Izhevsk Mechanical Plant
- Company type: Unitary enterprise
- Industry: Defense
- Predecessor: Plant 622
- Founded: Izhevsk, USSR July 20, 1942; 83 years ago
- Founder: State Defense Committee
- Defunct: 2013
- Fate: Merged with Izhmash to form Kalashnikov Concern
- Headquarters: Izhevsk, Russia
- Products: Firearms, air guns
- Revenue: US$ 94,867,462 (2009)
- Net income: US$ 225,315 (2009)
- Number of employees: 11,633 (January 2010)
- Parent: Ministry of Industry and Trade
- Subsidiaries: Trading House "Baikal"
- Website: imzcorp.com

= Izhevsk Mechanical Plant =

Soviet and Russian gun manufacturer (1942–2013)

Izhevsk Mechanical Plant (Ижевский Механический Завод, Izhevsky Mekhanicheskiy Zavod) or IZHMEKH (ИЖМЕХ) was a major firearms manufacturer founded in Izhevsk in 1942 for manufacturing small arms for the USSR.

In 2013, it merged with Izhmash to form Kalashnikov Concern.

==History==
It was one of the primary factories producing Mosin–Nagant and SVT-40 rifles during World War II for standard issue to Soviet troops.

After the end of World War II, it continued producing firearms, both for military (Makarov pistols) and hunting applications, and later high-tech weapons and civilian machinery.

In 1948, the plant began production of Margolin pistols.

In 1956, the plant began production of IZh-56 combination guns.

Since 1960, Izhmekh supplied hunting shotguns for export under the trademark "Baikal". The first model that began to sell for export was IZh-54 In 1973 plant began production of PSM pistol, in 1978 - IZh-35 pistols.

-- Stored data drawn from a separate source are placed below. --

PR #5154, opened 2022-11-18
Check for valid deadline when setting Update Business Details task

### LINKED ISSUE #4846: Update by January 1970 to avoid a disruption in deposits.
### Describe the bug
It is possible that a user may have pending requirements for the account that do *not* have a deadline, which can be stored within `future_requirements` of the account object.
This sets the account's status to `restricted_soon` and [prompts a task to complete their account information](https://github.com/Automattic/woocommerce-payments/blob/8cb0e930add4d4371d6e32fd7224f3d967a8d397/client/overview/task-list/tasks.js#L30). However, the deadline will be `false` in this case (because Stripe does not provide a deadline) instead of a timestamp and we don't check if the deadline is actually a timestamp [before trying to convert it](https://github.com/Automattic/woocommerce-payments/blob/8cb0e930add4d4371d6e32fd7224f3d967a8d397/client/overview/task-list/tasks.js#L39).

Thus, we see January 1970 as the date.

Slack discussion:
p1664971487465379-slack-C03KTTK2YMA

### Expected behavior
If the user has future requirements but no deadline, we could show a simpler message like `Update to avoid a disruption in deposits`.

dmallory42:
Fixes #4846

* Check whether we have a valid `currentDeadline` when setting the update business details task. 
* Don't show the task if we don't have a `currentDeadline` (since there's no action for the user to take right now).
* Also fixed a bug where we were not checking the proper key when checking for pastDue requirements, so the other task that would appear should work properly now (previously, it would never have been displayed).

#### Testing instructions

**Prerequisite**

There's a few tests here for showing the task based on various conditions. To test properly, you'll need to do the following before every test:

* Update your local server code to return `account_status`, `current_deadline` and `has_overdue_requirements` to the values specified in the test.
* Refresh the account cache using the dev tools.

**Tests**

Testing with a `restricted_soon` account with a current deadline.

* Update `account_status` to `restricted_soon`, and `current_deadline` to a date in the future.
* Check the `Payments > Overview` page. The task should appear and look like this:

Screenshot 2022-11-29 at 11 22 33

Testing with a `restricted_soon` account with no current deadline.

* Update your local server code to return the `account_status` as `restricted_soon` and `current_deadline` as `null` when fetching the basic account info.
* Check the `Payments > Overview` page. You should see no task related to updating account details.

Testing with a `restricted` account when `past_due` is false.

* Update your local server code to return `account_status` as `restricted` and `has_overdue_requirements` as `false`.
* Check the `Payments > Overview` page. You should see no task relating to updating account details.

Testing with a `restricted` account when `past_due` is true.

* Update your local server code to return `account_status` as `restricted` and `has_overdue_requirements` as `true`.
* Check the `Payments > Overview` page. You should see a task saying `Payments and deposits are disabled for this account until missing business information is updated.`

-------------------

**Post merge**


ismaeldcom:
>Usually, it seems when there is no currentDeadline then there is no actual requirement for the user to do anything. Would it be better to not show this message at all in this case? I haven't looked deeply into the possible cases this could occur.

According to our current findings if the returned `currentDeadline` is `null` there is no actual request for new details from Stripe. They could be required in the future. And we're not even sure if they could be submitted before they're actually requested.

So I'd vote for hiding the message, as it might sound like something mandatory. Aiming to mitigate the issue in the next release until we do a proper research on the server one.

WDYT?

dmallory42:
Thanks @ismaeldcom! I agree. If there's no requirement for the user to do anything right now it's better to hide the message altogether IMO.

ismaeldcom (approved):
Thanks for taking care of it, and nice catch with `has_overdue_requirements` being used instead of `pastDue`!

Everything looks good to me and tests well. So I'm preapproving it 🙂 

I just wonder if we could also handle those cases where the merchant already have the note with `Jan 1, 1970`. If I'm not wrong, they will keep seeing it until they manually remove  `wcpay_show_update_business_details_task` option.

I just made a quick test modifying `add_update_business_details_task` to not return early if the option value is `yes` and update it with `yes|no` based on the current properties. Causing it to show/hide the task when the cache is cleared.

Although, I'm not sure about how it can affect the expected behavior in other cases. What do you think?

dmallory42:
> I just wonder if we could also handle those cases where the merchant already have the note with Jan 1, 1970. If I'm not wrong, they will keep seeing it until they manually remove wcpay_show_update_business_details_task option.

That's a great point. I think they wouldn't see that message anymore, because we added a condition in the task list JS, but they would see a similar message that they don't actually need to see (just without the `1 Jan 1970` bit).

> I just made a quick test modifying add_update_business_details_task to not return early if the option value is yes and update it with yes|no based on the current properties. Causing it to show/hide the task when the cache is cleared.

I think this would fix it. The only issue with this is that it is a bit less efficient, but in this case I think it's worth it since we shouldn't be showing this option in a lot of cases.

I wonder if perhaps we could instead clear the option value when we clear the cache, or expire it after say 2 hours?

ismaeldcom:
As we discussed in Slack, much better now, there is no need to persist it as an option every time. And the evaluation is cheap enough to not use a transient either. Thanks for the internal discussion and update!

With this new change I have a nitpick 🙂  What do you think about replacing the `yes|no` value with a boolean? We will need to update `task-list/tasks.js` and `task-list/test/tasks.js` too, but seems like a straightforward change.

dmallory42:
Good catch, I think that makes the code simpler!

Updated in e1009156334ea244caba5790a515c5fb263d1bba and 9a3c0bda557d22bb4d286c0e9b5155242e8cc9d6.

ismaeldcom (approved):
Thanks for addressing it! Ready to be merged 🚀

In 1982, the plant produced a small number of double barreled shotguns, such as the IZh-41. In 1980s plant began production of IZh-38 and IZh-40 air guns, since 1989 - IZh-46 air pistols.

After the dissolution of the Soviet Union the range of civilian products was greatly expanded, but firearms were still its major production. In 1993, Izhmekh began production of the IZh-76 gas pistol (the first model of gas pistol made in Russian Federation), IZh-81 and IZh-94 shotguns.

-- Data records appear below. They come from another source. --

PR #170, opened 2016-01-28
add solr and fedora cleanup for test suite

mcritchlow:
Currently, or test suite doesn't fully clean up after itself. Some documents remain in Solr, for example.

This update more intentionally clears out solr and fedora before and after the test suite runs.

Note that newer versions of active fedora have a [Cleaner](https://github.com/projecthydra-labs/activefedora-aggregation/blob/master/spec/spec_helper.rb#L7-L10) class built to do this, unfortunately we can't take advantage of that given the version of AF we're pinned to.

### DIFF
--- a/spec/spec_helper.rb
+++ b/spec/spec_helper.rb
@@ -45,6 +45,23 @@ RSpec.configure do |config|
   # the seed, which is printed after each run.
   #     --seed 1234
 #  config.order = "random"
+  config.before(:suite) do
+    cleanout_solr_and_fedora
+  end
+  config.after(:suite) do
+    cleanout_solr_and_fedora
+  end
+end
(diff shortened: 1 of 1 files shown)


mcritchlow:
@lsitu @hweng @VivianChu - while this won't address the bamboo failed tests we're seeing with branching stepping on top of each other, it is something Longshou and I noticed while looking into that problem. Feedback welcome, thanks!

lsitu:
:+1: It looks good to me.

VivianChu:
Looks good to me too :+1:

mcritchlow:
@lsitu @VivianChu thanks. if one of you can merge that would be great.

hweng:
:+1: Looks great.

In 2002, Izhmekh began the production MP-461 pistols, and in 2004 the production of Makarych pistols.

In January 2004, a contract was signed between the Remington Arms company and the plant; Baikal firearms were bought by Remington and would be sold in USA with different names (IZh-18MN were sold as Remington SPR 18, IZh-94 were sold as the Remington SPR94, IZh-18 were sold as the Remington Spartan 100, IZh-43-1S were sold as the Remington Spartan 210, IZh-43 were sold as the Remington Spartan 220, IZh-27 were sold as the Remington Spartan 310 and MP-153 were sold as the Remington Spartan 453).

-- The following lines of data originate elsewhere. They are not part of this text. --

PR #171, opened 2016-02-03
Added supplemental fulltext support for files like Word and Excel documents, .html, .txt and .csv etc. DAMSKEY-559

lsitu:
https://lib-jira.ucsd.edu:8443/browse/DAMSKEY-559

### DIFF
--- a/spec/features/dams_object_spec.rb
+++ b/spec/features/dams_object_spec.rb
@@ -385,12 +385,13 @@ feature 'Visitor want to look at objects' do
   describe "viewing files" do
     before(:all) do
       @col = DamsAssembledCollection.create( titleValue: 'Test Collection', visibility: 'public' )
-      @o = DamsObject.create( titleValue: 'Image File Test', copyright_attributes: [ {status: 'Public domain'} ],
+      @o = DamsObject.create( titleValue: 'Object Files Test', copyright_attributes: [ {status: 'Public domain'} ],
                   assembledCollectionURI: [ @col.pid ], typeOfResource: 'image' )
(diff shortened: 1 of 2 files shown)


spec/features/dams_object_spec.rb
```diff
@@ -434,6 +435,10 @@
       visit catalog_index_path( { q: 'THsdtk', sort: 'title_ssi asc' } )
       expect(page).to have_selector('h3', :text => "Image File Test")
     end
+    it 'should index fulltext of complex object CSV file' do
+      visit catalog_index_path( { q: 'Testing CSV', sort: 'title_ssi asc' } )
+      expect(page).to have_content("Image File Test")
```
mcritchlow: The name of the test object with the title 'Image File Test' is a little misleading now since we're using that object to test more than image files and associated behavior. Given that it's used in the context of 'viewing files' should we alter the name to something more generic?  (https://github.com/ucsdlib/damspas/blob/feature/fulltext_index/spec/features/dams_object_spec.rb#L385-L442)

lsitu: I just changed the title "Image File Test to the more generic title "Object Files Test".

mcritchlow: :+1: that looks good. Will the following expect assertions need to change as a result?

- https://github.com/ucsdlib/damspas/blob/feature/fulltext_index/spec/features/dams_object_spec.rb#L432
- https://github.com/ucsdlib/damspas/blob/feature/fulltext_index/spec/features/dams_object_spec.rb#L436
- https://github.com/ucsdlib/damspas/blob/feature/fulltext_index/spec/features/dams_object_spec.rb#L440

lsitu: Yes. I realized it shortly after my first commit and I've corrected them.

mcritchlow:
:+1: thanks @lsitu!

In 2008, Izhmekh made 9mm pistols, such as the MP-443 Grach and the MP-446 Viking, as well as gas pistols, signal pistols, rifles and several models of smoothbore hunting shotguns.

In 2010, Izhmekh began production of MP-353 pistols.

On August 13, 2013, Izhmash and Izhevsk Mechanical Plant were merged and formally renamed Kalashnikov Concern.

==Literature==
- Н. А. Мокшин. Во имя Победы. 2-е изд. Ижевск, 1975.